TASK INSTRUCTIONS: Each line of the data below that contains "queryCore" must be copied.

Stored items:
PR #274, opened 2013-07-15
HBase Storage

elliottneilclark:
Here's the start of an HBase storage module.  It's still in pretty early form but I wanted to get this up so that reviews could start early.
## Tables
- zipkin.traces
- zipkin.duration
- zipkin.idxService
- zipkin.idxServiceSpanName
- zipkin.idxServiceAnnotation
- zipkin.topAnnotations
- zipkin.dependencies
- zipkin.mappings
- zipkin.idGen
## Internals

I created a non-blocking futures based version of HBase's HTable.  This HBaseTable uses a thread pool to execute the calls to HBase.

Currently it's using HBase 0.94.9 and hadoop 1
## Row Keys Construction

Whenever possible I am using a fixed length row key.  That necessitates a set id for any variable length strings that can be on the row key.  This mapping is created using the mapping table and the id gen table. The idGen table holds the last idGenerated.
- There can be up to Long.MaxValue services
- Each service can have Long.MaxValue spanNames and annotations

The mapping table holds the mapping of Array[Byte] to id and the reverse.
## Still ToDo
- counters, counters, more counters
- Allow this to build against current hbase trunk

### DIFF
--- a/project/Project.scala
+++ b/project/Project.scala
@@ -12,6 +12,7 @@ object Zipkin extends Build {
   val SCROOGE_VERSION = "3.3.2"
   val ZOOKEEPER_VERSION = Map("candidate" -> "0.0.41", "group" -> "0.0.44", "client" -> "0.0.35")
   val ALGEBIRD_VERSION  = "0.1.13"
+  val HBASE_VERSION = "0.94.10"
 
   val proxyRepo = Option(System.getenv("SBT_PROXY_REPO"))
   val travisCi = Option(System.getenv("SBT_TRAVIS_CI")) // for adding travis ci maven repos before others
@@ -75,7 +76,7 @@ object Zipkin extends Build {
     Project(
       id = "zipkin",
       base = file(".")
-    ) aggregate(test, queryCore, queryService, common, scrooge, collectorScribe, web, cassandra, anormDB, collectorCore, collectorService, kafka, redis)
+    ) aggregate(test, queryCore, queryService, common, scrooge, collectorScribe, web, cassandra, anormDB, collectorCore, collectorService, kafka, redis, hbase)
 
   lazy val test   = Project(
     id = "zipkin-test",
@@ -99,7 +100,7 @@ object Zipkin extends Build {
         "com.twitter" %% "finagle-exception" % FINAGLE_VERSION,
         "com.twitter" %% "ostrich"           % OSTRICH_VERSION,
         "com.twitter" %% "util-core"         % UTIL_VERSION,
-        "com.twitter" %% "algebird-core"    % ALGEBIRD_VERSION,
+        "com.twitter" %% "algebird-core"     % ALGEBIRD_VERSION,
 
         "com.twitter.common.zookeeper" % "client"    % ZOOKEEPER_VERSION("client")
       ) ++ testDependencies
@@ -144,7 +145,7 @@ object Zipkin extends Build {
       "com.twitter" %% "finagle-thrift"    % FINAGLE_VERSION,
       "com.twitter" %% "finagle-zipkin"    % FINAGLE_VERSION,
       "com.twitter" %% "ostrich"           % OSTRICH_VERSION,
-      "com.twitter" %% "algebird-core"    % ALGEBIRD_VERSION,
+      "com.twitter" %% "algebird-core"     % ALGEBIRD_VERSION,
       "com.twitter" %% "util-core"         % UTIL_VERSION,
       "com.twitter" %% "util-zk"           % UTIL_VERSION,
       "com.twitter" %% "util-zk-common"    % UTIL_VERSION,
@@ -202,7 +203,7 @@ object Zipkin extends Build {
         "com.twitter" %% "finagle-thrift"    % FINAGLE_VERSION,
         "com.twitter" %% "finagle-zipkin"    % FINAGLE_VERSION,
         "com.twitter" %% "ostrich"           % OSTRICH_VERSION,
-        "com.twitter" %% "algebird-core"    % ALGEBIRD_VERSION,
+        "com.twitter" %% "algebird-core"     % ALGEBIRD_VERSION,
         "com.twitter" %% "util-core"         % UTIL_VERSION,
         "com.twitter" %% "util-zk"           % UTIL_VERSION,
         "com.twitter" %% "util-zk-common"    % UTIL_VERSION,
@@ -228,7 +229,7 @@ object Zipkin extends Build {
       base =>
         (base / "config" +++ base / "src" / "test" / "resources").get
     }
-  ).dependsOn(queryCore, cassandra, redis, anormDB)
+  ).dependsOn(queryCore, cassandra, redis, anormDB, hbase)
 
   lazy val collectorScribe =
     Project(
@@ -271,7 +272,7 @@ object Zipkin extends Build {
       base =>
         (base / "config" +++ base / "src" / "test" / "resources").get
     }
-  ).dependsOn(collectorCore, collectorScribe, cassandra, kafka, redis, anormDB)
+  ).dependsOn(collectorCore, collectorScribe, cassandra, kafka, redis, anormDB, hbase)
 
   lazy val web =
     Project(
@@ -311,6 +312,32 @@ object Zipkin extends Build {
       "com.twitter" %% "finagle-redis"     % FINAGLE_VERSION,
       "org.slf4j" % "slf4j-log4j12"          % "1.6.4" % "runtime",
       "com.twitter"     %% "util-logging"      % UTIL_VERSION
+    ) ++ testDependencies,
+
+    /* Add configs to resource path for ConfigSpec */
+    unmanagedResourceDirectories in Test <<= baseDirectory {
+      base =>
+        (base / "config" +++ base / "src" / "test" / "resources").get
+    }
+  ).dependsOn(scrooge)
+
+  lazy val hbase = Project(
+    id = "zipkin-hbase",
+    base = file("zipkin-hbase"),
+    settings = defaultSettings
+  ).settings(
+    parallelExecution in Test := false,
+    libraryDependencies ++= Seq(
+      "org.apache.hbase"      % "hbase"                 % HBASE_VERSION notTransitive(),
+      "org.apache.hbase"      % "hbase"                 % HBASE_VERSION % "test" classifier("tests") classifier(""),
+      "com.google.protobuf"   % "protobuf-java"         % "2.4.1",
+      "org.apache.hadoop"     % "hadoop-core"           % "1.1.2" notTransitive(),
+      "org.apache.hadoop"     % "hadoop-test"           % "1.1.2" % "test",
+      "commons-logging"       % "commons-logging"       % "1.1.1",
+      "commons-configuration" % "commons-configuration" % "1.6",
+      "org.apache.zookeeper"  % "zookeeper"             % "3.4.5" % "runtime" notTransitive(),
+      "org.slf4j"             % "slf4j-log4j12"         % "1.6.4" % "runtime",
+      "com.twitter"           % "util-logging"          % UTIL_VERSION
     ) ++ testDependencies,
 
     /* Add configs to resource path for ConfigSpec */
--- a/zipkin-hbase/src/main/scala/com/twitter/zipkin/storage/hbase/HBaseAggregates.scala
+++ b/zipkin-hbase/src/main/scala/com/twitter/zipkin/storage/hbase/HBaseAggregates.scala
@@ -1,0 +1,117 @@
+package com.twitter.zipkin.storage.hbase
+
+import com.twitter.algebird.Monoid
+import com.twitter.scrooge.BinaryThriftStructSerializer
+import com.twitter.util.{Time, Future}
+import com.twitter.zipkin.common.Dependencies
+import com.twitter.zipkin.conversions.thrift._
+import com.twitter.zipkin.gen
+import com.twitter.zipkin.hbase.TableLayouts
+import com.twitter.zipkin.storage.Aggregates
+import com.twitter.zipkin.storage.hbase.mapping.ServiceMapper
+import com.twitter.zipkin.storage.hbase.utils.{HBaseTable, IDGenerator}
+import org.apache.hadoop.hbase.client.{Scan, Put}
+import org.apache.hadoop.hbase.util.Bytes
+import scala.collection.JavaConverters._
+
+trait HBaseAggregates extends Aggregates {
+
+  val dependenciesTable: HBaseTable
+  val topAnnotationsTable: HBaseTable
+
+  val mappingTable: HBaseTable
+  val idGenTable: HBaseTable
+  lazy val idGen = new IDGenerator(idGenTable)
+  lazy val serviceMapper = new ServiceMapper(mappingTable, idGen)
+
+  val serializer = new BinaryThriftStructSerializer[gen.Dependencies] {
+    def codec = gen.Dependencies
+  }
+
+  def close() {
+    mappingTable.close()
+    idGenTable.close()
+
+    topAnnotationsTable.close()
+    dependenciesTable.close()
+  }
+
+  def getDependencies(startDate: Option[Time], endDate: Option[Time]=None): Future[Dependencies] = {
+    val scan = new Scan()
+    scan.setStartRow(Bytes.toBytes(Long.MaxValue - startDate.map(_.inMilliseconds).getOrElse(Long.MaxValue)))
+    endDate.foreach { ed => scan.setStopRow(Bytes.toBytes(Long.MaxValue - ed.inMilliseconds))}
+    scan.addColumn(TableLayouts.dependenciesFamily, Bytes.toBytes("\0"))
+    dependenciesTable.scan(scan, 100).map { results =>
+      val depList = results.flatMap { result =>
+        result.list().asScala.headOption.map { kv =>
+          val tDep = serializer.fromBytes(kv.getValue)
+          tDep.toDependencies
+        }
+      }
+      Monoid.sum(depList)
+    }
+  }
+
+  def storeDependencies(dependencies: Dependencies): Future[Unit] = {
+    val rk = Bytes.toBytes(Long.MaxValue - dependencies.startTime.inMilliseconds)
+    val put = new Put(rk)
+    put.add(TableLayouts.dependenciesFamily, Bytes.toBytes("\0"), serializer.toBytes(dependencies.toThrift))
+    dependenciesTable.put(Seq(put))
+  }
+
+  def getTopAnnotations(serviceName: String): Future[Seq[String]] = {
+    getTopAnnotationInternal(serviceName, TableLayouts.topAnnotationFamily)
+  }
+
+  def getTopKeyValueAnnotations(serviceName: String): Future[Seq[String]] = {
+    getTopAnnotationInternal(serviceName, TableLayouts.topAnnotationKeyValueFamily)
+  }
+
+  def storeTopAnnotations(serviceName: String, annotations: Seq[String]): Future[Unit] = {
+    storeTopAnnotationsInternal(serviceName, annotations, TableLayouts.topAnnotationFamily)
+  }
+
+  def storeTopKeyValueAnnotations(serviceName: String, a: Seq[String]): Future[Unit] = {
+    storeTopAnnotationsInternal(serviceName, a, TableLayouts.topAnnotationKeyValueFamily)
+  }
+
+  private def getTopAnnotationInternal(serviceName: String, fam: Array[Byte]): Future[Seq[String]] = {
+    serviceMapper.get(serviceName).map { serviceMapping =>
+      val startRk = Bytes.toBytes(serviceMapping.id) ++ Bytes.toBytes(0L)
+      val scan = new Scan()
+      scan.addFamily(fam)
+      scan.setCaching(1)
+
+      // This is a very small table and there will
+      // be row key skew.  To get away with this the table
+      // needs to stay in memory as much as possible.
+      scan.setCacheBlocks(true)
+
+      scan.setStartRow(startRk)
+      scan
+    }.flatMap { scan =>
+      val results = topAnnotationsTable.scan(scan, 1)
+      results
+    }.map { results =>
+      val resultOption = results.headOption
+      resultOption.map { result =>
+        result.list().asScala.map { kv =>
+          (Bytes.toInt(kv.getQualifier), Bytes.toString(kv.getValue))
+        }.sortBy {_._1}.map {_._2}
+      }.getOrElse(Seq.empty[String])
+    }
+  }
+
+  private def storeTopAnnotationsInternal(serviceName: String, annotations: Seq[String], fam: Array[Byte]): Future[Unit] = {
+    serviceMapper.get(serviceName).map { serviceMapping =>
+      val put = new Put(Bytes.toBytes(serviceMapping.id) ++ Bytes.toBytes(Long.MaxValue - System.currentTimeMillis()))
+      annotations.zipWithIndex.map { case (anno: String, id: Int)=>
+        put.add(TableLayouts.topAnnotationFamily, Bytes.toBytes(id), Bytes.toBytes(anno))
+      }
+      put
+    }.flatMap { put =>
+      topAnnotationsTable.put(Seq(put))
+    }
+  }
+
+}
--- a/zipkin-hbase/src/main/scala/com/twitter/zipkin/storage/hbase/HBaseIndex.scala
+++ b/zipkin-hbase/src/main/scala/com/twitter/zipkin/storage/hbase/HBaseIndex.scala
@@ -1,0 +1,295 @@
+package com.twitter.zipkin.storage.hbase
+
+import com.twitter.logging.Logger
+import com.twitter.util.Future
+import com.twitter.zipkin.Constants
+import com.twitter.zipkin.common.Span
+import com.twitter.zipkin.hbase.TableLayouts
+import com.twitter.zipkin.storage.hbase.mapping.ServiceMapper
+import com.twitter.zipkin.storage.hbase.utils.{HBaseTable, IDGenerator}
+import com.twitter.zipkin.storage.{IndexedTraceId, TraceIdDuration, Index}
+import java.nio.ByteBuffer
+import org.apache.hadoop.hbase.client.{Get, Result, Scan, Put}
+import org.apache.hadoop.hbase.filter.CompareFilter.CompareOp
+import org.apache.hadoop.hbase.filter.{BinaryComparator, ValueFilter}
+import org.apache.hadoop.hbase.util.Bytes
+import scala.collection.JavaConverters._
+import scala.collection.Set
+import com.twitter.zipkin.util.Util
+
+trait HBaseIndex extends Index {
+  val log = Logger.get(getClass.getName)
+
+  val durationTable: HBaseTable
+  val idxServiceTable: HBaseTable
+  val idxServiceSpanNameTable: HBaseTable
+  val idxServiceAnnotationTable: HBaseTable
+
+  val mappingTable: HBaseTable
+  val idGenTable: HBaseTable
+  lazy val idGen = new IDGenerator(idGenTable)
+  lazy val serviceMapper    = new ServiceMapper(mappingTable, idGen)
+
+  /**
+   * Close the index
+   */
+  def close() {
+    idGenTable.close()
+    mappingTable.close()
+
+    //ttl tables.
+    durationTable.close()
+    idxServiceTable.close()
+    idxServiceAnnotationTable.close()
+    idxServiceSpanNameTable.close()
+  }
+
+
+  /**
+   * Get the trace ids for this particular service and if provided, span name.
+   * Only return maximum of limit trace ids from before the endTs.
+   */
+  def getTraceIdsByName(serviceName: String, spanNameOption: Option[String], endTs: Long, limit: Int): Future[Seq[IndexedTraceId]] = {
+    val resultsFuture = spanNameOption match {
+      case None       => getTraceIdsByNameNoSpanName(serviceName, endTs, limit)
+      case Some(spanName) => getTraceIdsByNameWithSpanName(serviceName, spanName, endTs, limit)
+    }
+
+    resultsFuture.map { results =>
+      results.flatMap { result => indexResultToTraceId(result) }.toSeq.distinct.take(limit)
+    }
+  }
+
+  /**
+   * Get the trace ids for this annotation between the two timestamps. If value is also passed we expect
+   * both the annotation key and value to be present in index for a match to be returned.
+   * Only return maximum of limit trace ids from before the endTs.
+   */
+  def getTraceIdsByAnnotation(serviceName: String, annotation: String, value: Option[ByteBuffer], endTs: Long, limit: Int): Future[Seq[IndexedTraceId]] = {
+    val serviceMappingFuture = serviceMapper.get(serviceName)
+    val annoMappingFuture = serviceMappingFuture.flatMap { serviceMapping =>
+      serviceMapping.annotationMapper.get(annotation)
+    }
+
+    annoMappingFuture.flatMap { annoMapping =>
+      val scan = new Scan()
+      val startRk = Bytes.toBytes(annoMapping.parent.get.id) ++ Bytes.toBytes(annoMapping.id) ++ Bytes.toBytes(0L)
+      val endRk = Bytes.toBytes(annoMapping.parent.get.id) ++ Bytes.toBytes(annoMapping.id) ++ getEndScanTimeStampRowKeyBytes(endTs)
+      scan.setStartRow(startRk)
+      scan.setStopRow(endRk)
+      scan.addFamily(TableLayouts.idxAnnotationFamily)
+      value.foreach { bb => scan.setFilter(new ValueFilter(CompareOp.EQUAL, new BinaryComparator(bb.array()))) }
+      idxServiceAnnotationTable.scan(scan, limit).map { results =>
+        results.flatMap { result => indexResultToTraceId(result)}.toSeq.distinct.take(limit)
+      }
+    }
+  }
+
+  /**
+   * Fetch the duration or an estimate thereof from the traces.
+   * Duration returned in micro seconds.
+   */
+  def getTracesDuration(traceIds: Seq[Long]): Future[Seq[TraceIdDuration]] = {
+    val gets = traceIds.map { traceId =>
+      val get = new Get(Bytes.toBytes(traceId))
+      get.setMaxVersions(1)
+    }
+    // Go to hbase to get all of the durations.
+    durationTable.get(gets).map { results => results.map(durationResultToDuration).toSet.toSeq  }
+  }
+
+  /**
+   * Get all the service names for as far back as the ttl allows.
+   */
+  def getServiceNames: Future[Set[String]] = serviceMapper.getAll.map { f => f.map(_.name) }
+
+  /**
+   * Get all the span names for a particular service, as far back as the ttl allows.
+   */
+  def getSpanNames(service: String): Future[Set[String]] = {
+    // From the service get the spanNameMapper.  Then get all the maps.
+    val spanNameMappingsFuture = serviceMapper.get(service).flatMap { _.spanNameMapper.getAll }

* * *

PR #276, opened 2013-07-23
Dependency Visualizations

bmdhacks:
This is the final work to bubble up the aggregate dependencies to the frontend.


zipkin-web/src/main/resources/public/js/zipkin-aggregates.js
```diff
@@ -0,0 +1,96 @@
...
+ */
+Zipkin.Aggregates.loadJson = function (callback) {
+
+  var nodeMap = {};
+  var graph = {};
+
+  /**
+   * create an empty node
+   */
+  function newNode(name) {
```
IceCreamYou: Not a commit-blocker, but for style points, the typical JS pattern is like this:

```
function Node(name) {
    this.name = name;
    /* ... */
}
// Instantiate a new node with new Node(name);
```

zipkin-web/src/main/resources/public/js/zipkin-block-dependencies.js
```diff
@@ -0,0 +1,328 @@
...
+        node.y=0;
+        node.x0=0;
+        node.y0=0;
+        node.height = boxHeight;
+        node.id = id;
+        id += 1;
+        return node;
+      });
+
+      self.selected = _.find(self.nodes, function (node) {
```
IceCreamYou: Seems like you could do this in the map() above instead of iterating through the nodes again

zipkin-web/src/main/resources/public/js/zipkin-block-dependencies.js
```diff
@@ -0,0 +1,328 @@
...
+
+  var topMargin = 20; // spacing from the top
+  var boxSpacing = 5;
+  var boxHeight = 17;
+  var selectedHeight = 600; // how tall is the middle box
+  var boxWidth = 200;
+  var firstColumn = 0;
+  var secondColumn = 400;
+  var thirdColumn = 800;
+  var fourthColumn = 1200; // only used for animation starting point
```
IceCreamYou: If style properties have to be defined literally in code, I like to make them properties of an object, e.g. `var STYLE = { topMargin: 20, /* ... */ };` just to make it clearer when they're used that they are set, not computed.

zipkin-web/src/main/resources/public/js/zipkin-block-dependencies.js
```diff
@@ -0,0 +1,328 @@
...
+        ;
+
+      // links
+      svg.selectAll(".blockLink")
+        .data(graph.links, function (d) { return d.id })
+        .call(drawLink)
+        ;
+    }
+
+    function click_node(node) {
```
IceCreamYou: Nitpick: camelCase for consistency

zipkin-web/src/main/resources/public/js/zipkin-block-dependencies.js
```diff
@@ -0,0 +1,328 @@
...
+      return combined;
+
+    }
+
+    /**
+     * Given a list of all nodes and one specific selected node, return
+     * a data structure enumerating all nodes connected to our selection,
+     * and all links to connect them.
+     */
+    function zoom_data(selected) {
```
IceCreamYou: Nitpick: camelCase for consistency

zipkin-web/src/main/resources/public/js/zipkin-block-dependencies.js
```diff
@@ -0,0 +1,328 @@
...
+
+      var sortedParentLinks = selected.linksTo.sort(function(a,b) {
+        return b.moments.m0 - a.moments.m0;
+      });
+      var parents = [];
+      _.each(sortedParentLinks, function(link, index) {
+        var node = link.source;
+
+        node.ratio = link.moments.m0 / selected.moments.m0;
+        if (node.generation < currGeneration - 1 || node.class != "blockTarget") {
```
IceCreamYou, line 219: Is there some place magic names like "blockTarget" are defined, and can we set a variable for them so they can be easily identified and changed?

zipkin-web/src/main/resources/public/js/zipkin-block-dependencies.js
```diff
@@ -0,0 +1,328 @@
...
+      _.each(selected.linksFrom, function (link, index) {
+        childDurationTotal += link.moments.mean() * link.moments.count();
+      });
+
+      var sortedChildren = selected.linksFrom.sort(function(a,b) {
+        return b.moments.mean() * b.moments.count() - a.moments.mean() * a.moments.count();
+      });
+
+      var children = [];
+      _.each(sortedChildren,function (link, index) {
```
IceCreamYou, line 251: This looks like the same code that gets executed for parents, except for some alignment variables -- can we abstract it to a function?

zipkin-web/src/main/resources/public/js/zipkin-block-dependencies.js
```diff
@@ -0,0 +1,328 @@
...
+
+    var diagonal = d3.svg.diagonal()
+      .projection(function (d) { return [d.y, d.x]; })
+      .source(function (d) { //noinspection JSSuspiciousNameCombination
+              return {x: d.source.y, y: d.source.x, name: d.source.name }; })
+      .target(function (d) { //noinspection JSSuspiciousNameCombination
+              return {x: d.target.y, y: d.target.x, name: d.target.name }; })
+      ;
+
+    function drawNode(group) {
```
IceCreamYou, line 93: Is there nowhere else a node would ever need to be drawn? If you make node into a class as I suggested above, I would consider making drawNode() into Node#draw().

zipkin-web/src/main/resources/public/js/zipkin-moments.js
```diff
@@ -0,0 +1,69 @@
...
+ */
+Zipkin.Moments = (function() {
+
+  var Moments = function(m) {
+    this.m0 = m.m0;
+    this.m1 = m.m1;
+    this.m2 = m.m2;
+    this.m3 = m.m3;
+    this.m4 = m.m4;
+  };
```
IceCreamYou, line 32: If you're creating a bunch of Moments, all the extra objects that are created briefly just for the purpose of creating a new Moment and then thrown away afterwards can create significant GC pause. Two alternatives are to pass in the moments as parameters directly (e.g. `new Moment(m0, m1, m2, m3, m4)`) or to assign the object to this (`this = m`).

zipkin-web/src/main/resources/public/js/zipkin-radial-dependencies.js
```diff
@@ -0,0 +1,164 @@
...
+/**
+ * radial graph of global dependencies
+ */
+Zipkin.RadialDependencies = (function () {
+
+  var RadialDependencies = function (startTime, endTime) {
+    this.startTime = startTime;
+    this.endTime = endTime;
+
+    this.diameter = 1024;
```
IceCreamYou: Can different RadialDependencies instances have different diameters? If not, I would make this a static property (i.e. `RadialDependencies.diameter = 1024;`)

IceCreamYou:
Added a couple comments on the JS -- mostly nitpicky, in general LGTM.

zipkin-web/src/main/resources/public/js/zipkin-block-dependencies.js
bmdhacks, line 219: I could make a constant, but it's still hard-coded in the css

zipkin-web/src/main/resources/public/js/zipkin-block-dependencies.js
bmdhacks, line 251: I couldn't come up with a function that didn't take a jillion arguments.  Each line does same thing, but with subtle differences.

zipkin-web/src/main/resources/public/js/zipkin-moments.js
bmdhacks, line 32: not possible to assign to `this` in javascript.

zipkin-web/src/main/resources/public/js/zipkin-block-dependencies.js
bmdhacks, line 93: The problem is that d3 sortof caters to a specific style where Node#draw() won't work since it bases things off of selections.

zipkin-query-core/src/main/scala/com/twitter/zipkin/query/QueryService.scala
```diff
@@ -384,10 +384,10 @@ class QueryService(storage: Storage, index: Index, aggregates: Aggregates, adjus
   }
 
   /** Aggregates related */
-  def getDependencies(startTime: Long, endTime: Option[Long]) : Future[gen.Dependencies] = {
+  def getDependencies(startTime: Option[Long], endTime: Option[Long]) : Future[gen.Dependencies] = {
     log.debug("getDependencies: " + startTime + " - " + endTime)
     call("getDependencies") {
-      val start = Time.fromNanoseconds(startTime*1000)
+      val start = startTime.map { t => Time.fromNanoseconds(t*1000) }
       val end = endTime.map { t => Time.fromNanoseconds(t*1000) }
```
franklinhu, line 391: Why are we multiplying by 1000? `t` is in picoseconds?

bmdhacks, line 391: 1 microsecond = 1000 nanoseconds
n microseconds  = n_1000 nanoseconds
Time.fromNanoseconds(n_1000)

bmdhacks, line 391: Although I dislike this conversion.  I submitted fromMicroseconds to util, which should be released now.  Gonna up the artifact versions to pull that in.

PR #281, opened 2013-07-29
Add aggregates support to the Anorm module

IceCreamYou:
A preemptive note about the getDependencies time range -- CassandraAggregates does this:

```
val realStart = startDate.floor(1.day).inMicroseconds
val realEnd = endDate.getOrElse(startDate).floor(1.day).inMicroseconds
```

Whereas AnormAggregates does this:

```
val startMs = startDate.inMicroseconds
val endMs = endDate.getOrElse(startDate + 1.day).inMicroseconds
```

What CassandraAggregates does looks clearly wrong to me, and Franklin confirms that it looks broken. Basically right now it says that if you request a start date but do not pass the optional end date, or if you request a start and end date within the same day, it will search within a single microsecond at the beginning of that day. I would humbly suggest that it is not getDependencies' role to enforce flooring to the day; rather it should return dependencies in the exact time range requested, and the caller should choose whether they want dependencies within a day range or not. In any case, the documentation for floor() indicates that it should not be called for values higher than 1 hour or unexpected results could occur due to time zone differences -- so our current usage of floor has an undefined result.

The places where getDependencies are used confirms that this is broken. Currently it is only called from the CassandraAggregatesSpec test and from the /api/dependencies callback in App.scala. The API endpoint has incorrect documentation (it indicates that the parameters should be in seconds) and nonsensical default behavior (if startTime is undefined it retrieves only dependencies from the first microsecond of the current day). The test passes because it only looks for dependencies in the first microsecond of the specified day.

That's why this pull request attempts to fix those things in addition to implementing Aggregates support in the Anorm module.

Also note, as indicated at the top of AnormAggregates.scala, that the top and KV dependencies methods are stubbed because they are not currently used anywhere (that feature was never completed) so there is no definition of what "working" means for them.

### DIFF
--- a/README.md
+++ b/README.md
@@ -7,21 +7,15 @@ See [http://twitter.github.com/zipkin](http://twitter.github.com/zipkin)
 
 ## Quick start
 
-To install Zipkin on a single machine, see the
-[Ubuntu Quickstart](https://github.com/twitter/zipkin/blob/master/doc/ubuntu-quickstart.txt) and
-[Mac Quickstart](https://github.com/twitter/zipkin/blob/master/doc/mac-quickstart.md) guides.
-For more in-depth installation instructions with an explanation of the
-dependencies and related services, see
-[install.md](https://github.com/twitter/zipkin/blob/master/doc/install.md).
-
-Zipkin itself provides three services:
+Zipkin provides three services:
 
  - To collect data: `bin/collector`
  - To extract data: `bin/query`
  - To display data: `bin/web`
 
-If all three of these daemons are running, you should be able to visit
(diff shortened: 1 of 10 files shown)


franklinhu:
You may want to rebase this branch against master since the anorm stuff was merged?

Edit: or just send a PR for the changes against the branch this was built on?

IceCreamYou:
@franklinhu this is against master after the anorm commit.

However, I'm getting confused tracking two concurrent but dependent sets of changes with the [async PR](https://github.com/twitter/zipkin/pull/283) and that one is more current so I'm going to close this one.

---

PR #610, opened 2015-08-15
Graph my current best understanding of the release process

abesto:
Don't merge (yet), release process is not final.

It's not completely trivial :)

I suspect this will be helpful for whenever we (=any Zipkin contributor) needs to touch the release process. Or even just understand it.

COMPLETED TASK:
-    ) aggregate(test, queryCore, queryService, common, scrooge, collectorScribe, web, cassandra, anormDB, collectorCore, collectorService, kafka, redis)
+    ) aggregate(test, queryCore, queryService, common, scrooge, collectorScribe, web, cassandra, anormDB, collectorCore, collectorService, kafka, redis, hbase)
-  ).dependsOn(queryCore, cassandra, redis, anormDB)
+  ).dependsOn(queryCore, cassandra, redis, anormDB, hbase)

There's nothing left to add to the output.